Listed entries:
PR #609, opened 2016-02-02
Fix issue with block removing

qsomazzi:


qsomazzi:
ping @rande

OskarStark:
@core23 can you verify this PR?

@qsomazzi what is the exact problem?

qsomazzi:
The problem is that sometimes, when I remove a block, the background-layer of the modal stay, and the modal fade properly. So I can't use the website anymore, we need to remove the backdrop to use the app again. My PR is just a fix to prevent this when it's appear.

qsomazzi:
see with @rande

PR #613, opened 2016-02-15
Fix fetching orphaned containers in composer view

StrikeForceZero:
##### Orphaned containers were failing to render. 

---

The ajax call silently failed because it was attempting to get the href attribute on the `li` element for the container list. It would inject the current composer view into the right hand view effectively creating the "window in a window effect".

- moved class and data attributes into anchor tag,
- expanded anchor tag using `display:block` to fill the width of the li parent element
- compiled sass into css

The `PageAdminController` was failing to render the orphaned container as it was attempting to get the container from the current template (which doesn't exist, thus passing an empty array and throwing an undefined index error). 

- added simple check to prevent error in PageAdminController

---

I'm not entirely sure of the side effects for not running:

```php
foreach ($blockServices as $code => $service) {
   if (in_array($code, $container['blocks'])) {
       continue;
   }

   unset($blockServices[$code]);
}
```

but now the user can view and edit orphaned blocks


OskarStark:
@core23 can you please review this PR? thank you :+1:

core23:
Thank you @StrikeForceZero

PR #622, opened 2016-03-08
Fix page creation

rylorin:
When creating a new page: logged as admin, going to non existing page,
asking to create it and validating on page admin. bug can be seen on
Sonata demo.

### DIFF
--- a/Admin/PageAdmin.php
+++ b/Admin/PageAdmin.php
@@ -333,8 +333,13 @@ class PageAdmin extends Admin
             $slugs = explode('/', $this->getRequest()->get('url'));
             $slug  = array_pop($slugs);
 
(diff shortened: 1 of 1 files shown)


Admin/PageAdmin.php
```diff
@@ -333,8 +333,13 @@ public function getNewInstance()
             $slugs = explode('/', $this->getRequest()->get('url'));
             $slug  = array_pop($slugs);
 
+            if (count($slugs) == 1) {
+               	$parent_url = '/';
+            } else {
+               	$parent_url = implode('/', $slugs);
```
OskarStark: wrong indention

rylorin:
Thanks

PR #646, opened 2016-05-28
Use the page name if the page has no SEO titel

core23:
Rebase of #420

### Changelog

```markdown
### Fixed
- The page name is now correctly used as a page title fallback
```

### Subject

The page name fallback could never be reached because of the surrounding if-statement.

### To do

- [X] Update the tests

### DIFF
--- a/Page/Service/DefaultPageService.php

The problem: Return the data above in full. Keep every line exactly as it is.

Exercise result:
PR #609, opened 2016-02-02
Fix issue with block removing

qsomazzi:


qsomazzi:
ping @rande

OskarStark:
@core23 can you verify this PR?

@qsomazzi what is the exact problem?

qsomazzi:
The problem is that sometimes, when I remove a block, the background-layer of the modal stay, and the modal fade properly. So I can't use the website anymore, we need to remove the backdrop to use the app again. My PR is just a fix to prevent this when it's appear.

qsomazzi:
see with @rande

PR #613, opened 2016-02-15
Fix fetching orphaned containers in composer view

StrikeForceZero:
##### Orphaned containers were failing to render. 

---

The ajax call silently failed because it was attempting to get the href attribute on the `li` element for the container list. It would inject the current composer view into the right hand view effectively creating the "window in a window effect".

- moved class and data attributes into anchor tag,
- expanded anchor tag using `display:block` to fill the width of the li parent element
- compiled sass into css

The `PageAdminController` was failing to render the orphaned container as it was attempting to get the container from the current template (which doesn't exist, thus passing an empty array and throwing an undefined index error). 

- added simple check to prevent error in PageAdminController

---

I'm not entirely sure of the side effects for not running:

```php
foreach ($blockServices as $code => $service) {
   if (in_array($code, $container['blocks'])) {
       continue;
   }

   unset($blockServices[$code]);
}
```

but now the user can view and edit orphaned blocks


OskarStark:
@core23 can you please review this PR? thank you :+1:

core23:
Thank you @StrikeForceZero

PR #622, opened 2016-03-08
Fix page creation

rylorin:
When creating a new page: logged as admin, going to non existing page,
asking to create it and validating on page admin. bug can be seen on
Sonata demo.

### DIFF
--- a/Admin/PageAdmin.php
+++ b/Admin/PageAdmin.php
@@ -333,8 +333,13 @@ class PageAdmin extends Admin
             $slugs = explode('/', $this->getRequest()->get('url'));
             $slug  = array_pop($slugs);
 
(diff shortened: 1 of 1 files shown)


Admin/PageAdmin.php
```diff
@@ -333,8 +333,13 @@ public function getNewInstance()
             $slugs = explode('/', $this->getRequest()->get('url'));
             $slug  = array_pop($slugs);
 
+            if (count($slugs) == 1) {
+               	$parent_url = '/';
+            } else {
+               	$parent_url = implode('/', $slugs);
```
OskarStark: wrong indention

rylorin:
Thanks

PR #646, opened 2016-05-28
Use the page name if the page has no SEO titel

core23:
Rebase of #420

### Changelog

```markdown
### Fixed
- The page name is now correctly used as a page title fallback
```

### Subject

The page name fallback could never be reached because of the surrounding if-statement.

### To do

- [X] Update the tests

### DIFF
--- a/Page/Service/DefaultPageService.php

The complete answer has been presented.